Content starts

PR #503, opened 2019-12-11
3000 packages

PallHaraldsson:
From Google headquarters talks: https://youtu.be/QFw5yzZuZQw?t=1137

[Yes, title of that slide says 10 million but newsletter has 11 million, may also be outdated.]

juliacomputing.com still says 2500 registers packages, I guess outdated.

Content ends
Content starts

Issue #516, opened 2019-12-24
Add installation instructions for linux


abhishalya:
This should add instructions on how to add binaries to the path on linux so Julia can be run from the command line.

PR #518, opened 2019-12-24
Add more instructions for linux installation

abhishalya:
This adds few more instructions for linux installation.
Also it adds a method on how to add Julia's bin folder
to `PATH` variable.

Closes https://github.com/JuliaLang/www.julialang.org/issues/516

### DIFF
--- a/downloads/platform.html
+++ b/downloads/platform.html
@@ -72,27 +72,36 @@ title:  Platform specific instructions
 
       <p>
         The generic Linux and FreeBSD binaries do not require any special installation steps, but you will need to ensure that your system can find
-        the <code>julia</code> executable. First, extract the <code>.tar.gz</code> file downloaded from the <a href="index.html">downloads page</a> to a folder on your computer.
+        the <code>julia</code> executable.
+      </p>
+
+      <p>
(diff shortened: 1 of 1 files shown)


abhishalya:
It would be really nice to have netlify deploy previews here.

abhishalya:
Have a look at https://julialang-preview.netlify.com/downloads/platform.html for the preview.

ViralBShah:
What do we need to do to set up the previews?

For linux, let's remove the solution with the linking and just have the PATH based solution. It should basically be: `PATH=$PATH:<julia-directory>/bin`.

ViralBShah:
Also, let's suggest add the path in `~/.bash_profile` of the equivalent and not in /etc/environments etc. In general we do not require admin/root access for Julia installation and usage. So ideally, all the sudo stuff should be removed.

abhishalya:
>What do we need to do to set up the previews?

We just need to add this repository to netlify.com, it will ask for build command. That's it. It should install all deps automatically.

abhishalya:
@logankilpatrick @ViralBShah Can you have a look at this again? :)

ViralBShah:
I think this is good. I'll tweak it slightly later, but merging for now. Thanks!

Content ends

REQUIRED WORK: Copy each line of the entries in which the string "will" is found.

SOLUTION FOR THIS PROBLEM:
         The generic Linux and FreeBSD binaries do not require any special installation steps, but you will need to ensure that your system can find
We just need to add this repository to netlify.com, it will ask for build command. That's it. It should install all deps automatically.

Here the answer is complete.